> [Aim of the exercise]: Could you write out the lines below exactly, beginning with the first and finishing with the one that contains "The selections are"?

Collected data

PR #2270, opened 2021-02-02
PPA UserInput Selection Screens (EXPOSUREAPP-4752)

d4rken:
A fragment that allows the user to input agegroup, federal state and district.
The selections are stored in `AnalyticsSettings`.

There is a `Playground` entry in the test menu that allows you to check out these screens until @AlexanderAlferov has integrated them into the final settings screens.

Final use will look like:

```kotlin
doNavigiate(Directions.....(type=AnalyticsUserInputFragment.InputType.AGEGROUP)
```

when the user has selects something the fragment will close and if you will get the new value via the `AnalyticsSettings` instance.

### Testing
* Compare with tech spec
* Check sorting
* Selection/Unselection

### DIFF
--- a/Corona-Warn-App/src/main/java/de/rki/coronawarnapp/datadonation/analytics/ui/input/AnalyticsUserInputFragment.kt
+++ b/Corona-Warn-App/src/main/java/de/rki/coronawarnapp/datadonation/analytics/ui/input/AnalyticsUserInputFragment.kt
@@ -36,8 +36,8 @@ class AnalyticsUserInputFragment : Fragment(R.layout.analytics_ppa_userinfo_inpu
         super.onViewCreated(view, savedInstanceState)
 
         val toolbarLabel = when (navArgs.type) {
-            InputType.AGEGROUP -> R.string.analytics_userinput_agegroup_title
-            InputType.FEDERALSTATE -> R.string.analytics_userinput_federalstate_title
+            InputType.AGE_GROUP -> R.string.analytics_userinput_agegroup_title
+            InputType.FEDERAL_STATE -> R.string.analytics_userinput_federalstate_title
             InputType.DISTRICT -> R.string.analytics_userinput_district_title
         }
         binding.toolbar.apply {
@@ -57,8 +57,8 @@ class AnalyticsUserInputFragment : Fragment(R.layout.analytics_ppa_userinfo_inpu
     }
 
     enum class InputType {
-        AGEGROUP,
-        FEDERALSTATE,
+        AGE_GROUP,
+        FEDERAL_STATE,
         DISTRICT
     }
 }
--- a/Corona-Warn-App/src/main/java/de/rki/coronawarnapp/datadonation/analytics/ui/input/AnalyticsUserInputFragment.kt
+++ b/Corona-Warn-App/src/main/java/de/rki/coronawarnapp/datadonation/analytics/ui/input/AnalyticsUserInputFragment.kt
@@ -1,0 +1,64 @@
+package de.rki.coronawarnapp.datadonation.analytics.ui.input
+
+import android.os.Bundle
+import android.view.View
+import androidx.fragment.app.Fragment
+import androidx.navigation.fragment.navArgs
+import androidx.recyclerview.widget.LinearLayoutManager
+import de.rki.coronawarnapp.R
+import de.rki.coronawarnapp.databinding.AnalyticsPpaUserinfoInputFragmentBinding
+import de.rki.coronawarnapp.util.di.AutoInject
+import de.rki.coronawarnapp.util.ui.observe2
+import de.rki.coronawarnapp.util.ui.popBackStack
+import de.rki.coronawarnapp.util.ui.viewBindingLazy
+import de.rki.coronawarnapp.util.viewmodel.CWAViewModelFactoryProvider
+import de.rki.coronawarnapp.util.viewmodel.cwaViewModelsAssisted
+import javax.inject.Inject
+
+class AnalyticsUserInputFragment : Fragment(R.layout.analytics_ppa_userinfo_input_fragment), AutoInject {
+
+    val navArgs by navArgs<AnalyticsUserInputFragmentArgs>()
+
+    @Inject lateinit var viewModelFactory: CWAViewModelFactoryProvider.Factory
+    private val vm: AnalyticsUserInputViewModel by cwaViewModelsAssisted(
+        factoryProducer = { viewModelFactory },
+        constructorCall = { factory, _ ->
+            factory as AnalyticsUserInputViewModel.Factory
+            factory.create(navArgs.type)
+        }
+    )
+
+    private val binding: AnalyticsPpaUserinfoInputFragmentBinding by viewBindingLazy()
+
+    @Inject lateinit var itemAdapter: UserInfoItemAdapter
+
+    override fun onViewCreated(view: View, savedInstanceState: Bundle?) {
+        super.onViewCreated(view, savedInstanceState)
+
+        val toolbarLabel = when (navArgs.type) {
+            InputType.AGEGROUP -> R.string.analytics_userinput_agegroup_title
+            InputType.FEDERALSTATE -> R.string.analytics_userinput_federalstate_title
+            InputType.DISTRICT -> R.string.analytics_userinput_district_title
+        }
+        binding.toolbar.apply {
+            setTitle(toolbarLabel)
+            setNavigationOnClickListener { popBackStack() }
+        }
+
+        binding.inputList.apply {
+            layoutManager = LinearLayoutManager(requireContext())
+            adapter = itemAdapter
+        }
+        vm.userInfoItems.observe2(this) {
+            itemAdapter.data = it
+        }
+        itemAdapter.onItemClickListener = { vm.selectUserInfoItem(it) }
+        vm.finishEvent.observe2(this) { popBackStack() }
+    }
+
+    enum class InputType {
+        AGEGROUP,
+        FEDERALSTATE,
+        DISTRICT
+    }
+}
--- a/Corona-Warn-App/src/main/java/de/rki/coronawarnapp/datadonation/analytics/ui/input/AnalyticsUserInputViewModel.kt
+++ b/Corona-Warn-App/src/main/java/de/rki/coronawarnapp/datadonation/analytics/ui/input/AnalyticsUserInputViewModel.kt
@@ -1,0 +1,121 @@
+package de.rki.coronawarnapp.datadonation.analytics.ui.input
+
+import android.content.Context
+import androidx.annotation.StringRes
+import androidx.lifecycle.LiveData
+import androidx.lifecycle.asLiveData
+import dagger.assisted.Assisted
+import dagger.assisted.AssistedFactory
+import dagger.assisted.AssistedInject
+import de.rki.coronawarnapp.R
+import de.rki.coronawarnapp.contactdiary.ui.day.ContactDiaryDayViewModel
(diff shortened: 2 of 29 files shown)


d4rken:
These are the same strings as in #2269

d4rken:
The radiobutton checkboxes currently have the default color, while they should have the accent color, I'm wondering whether the easiest way to fix this is to wait for #2235 to be merged (which adjusts the theme to material design) and then use the MD radio button class here.... :thinking: 

Is there an easy way to change the color? `buttonTint` colors both the selected and the unselected state....

Corona-Warn-App/src/main/java/de/rki/coronawarnapp/datadonation/analytics/ui/input/AnalyticsUserInputViewModel.kt
```diff
@@ -0,0 +1,177 @@
...
+import de.rki.coronawarnapp.util.viewmodel.CWAViewModelFactory
+import kotlinx.coroutines.flow.Flow
+import kotlinx.coroutines.flow.catch
+import kotlinx.coroutines.flow.flow
+import kotlinx.coroutines.flow.flowOf
+import kotlinx.coroutines.flow.map
+import timber.log.Timber
+import java.util.Locale
+
+class AnalyticsUserInputViewModel @AssistedInject constructor(
```
chris-cwa, line 29: much of what is going on here belongs to domain layer or data access layer. why put all this in 1 file? please consider some investment into app architecture to increase later-on maintainability.

chris-cwa (changes requested):

Corona-Warn-App/src/main/res/layout/analytics_ppa_userinfo_input_adapter_item.xml
```diff
@@ -0,0 +1,29 @@
...
+    <RadioButton
+        android:id="@+id/radiobutton"
+        android:layout_width="wrap_content"
+        android:layout_height="wrap_content"
+        android:clickable="false"
+        android:focusable="false"
+        android:layout_marginStart="16dp"
+        style="@style/Widget.AppCompat.CompoundButton.RadioButton"
+        android:layout_marginTop="8dp"
+        android:layout_marginBottom="8dp" />
```
mtwalli, line 17: Please reformat the file?

Corona-Warn-App/src/main/res/layout/analytics_ppa_userinfo_input_fragment.xml
```diff
@@ -0,0 +1,28 @@
+<?xml version="1.0" encoding="utf-8"?>
+<layout xmlns:android="http://schemas.android.com/apk/res/android"
+    xmlns:app="http://schemas.android.com/apk/res-auto"
+    xmlns:tools="http://schemas.android.com/tools">
```
mtwalli, line 4: Is it still required to have this tag? if `ViewBinding` is enough we should get rid of it

Corona-Warn-App/src/main/res/layout/analytics_ppa_userinfo_input_fragment.xml
```diff
@@ -0,0 +1,28 @@
...
+            android:background="@color/colorBackground"
+            app:layout_constraintEnd_toEndOf="parent"
+            app:layout_constraintStart_toStartOf="parent"
+            app:layout_constraintTop_toTopOf="parent"
+            tools:title="Ihr Alter/Bundesland/Kreis " />
+
+        <androidx.recyclerview.widget.RecyclerView
+            android:id="@+id/input_list"
+            android:layout_width="match_parent"
+            android:layout_height="match_parent" />
```
mtwalli, line 25: Please use `tools:listitem` ? it gives the other overview if later the layout is visited

Corona-Warn-App/src/main/res/values-de/strings.xml
```diff
@@ -1610,4 +1610,60 @@
...
+    <!-- XTXT: Analytics voluntary user input, federal state: FEDERAL_STATE_SL -->
+    <string name="analytics_userinput_federalstate_sl">Saarland</string>
+    <!-- XTXT: Analytics voluntary user input, federal state: FEDERAL_STATE_SN -->
+    <string name="analytics_userinput_federalstate_sn">Sachsen</string>
+    <!-- XTXT: Analytics voluntary user input, federal state: FEDERAL_STATE_ST -->
+    <string name="analytics_userinput_federalstate_st">Sachsen-Anhalt</string>
+    <!-- XTXT: Analytics voluntary user input, federal state: FEDERAL_STATE_SH -->
+    <string name="analytics_userinput_federalstate_sh">Schleswig-Holstein</string>
+    <!-- XTXT: Analytics voluntary user input, federal state: FEDERAL_STATE_TH -->
+    <string name="analytics_userinput_federalstate_th">Thüringen</string>
```
mtwalli, line 1663: I added a comment regarding this in strings PR

mtwalli:
> The radiobutton checkboxes currently have the default color, while they should have the accent color, I'm wondering whether the easiest way to fix this is to wait for #2235 to be merged (which adjusts the theme to material design) and then use the MD radio button class here.... 🤔
> 
> Is there an easy way to change the color? `buttonTint` colors both the selected and the unselected state....

1- ` android:buttonTint="@color/radio_button_tint"`
2- 
```<?xml version="1.0" encoding="utf-8"?>
<selector xmlns:android="http://schemas.android.com/apk/res/android">
    <item android:color="@color/colorAccent"  android:state_checked="true"/>
    <item android:color="@color/colorStableHairlineLight" />
</selector>
```

Corona-Warn-App/src/main/java/de/rki/coronawarnapp/datadonation/analytics/ui/input/AnalyticsUserInputFragment.kt
```diff
@@ -0,0 +1,64 @@
...
+        }
+        vm.userInfoItems.observe2(this) {
+            itemAdapter.data = it
+        }
+        itemAdapter.onItemClickListener = { vm.selectUserInfoItem(it) }
+        vm.finishEvent.observe2(this) { popBackStack() }
+    }
+
+    enum class InputType {
+        AGEGROUP,
```
mtwalli, line 60: `AGE_GROUP`?

Corona-Warn-App/src/main/java/de/rki/coronawarnapp/datadonation/analytics/ui/input/AnalyticsUserInputFragment.kt
```diff
@@ -0,0 +1,64 @@
...
+        FEDERALSTATE,
```
mtwalli, line 61: `FEDERAL_STATE`?

Corona-Warn-App/src/main/java/de/rki/coronawarnapp/datadonation/analytics/ui/input/AnalyticsUserInputViewModel.kt
```diff
@@ -0,0 +1,177 @@
...
+        PpaData.PPAFederalState.FEDERAL_STATE_MV -> R.string.analytics_userinput_federalstate_mv
+        PpaData.PPAFederalState.FEDERAL_STATE_NI -> R.string.analytics_userinput_federalstate_ni
+        PpaData.PPAFederalState.FEDERAL_STATE_NRW -> R.string.analytics_userinput_federalstate_nrw
+        PpaData.PPAFederalState.FEDERAL_STATE_RP -> R.string.analytics_userinput_federalstate_rp
+        PpaData.PPAFederalState.FEDERAL_STATE_SL -> R.string.analytics_userinput_federalstate_sl
+        PpaData.PPAFederalState.FEDERAL_STATE_SN -> R.string.analytics_userinput_federalstate_sn
+        PpaData.PPAFederalState.FEDERAL_STATE_ST -> R.string.analytics_userinput_federalstate_st
+        PpaData.PPAFederalState.FEDERAL_STATE_SH -> R.string.analytics_userinput_federalstate_sh
+        PpaData.PPAFederalState.FEDERAL_STATE_TH -> R.string.analytics_userinput_federalstate_th
+        PpaData.PPAFederalState.UNRECOGNIZED -> throw IllegalArgumentException("PpaData.PPAFederalState.UNRECOGNIZED")
```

> [Written solution]:
PR #2270, opened 2021-02-02
PPA UserInput Selection Screens (EXPOSUREAPP-4752)

d4rken:
A fragment that allows the user to input agegroup, federal state and district.
The selections are stored in `AnalyticsSettings`.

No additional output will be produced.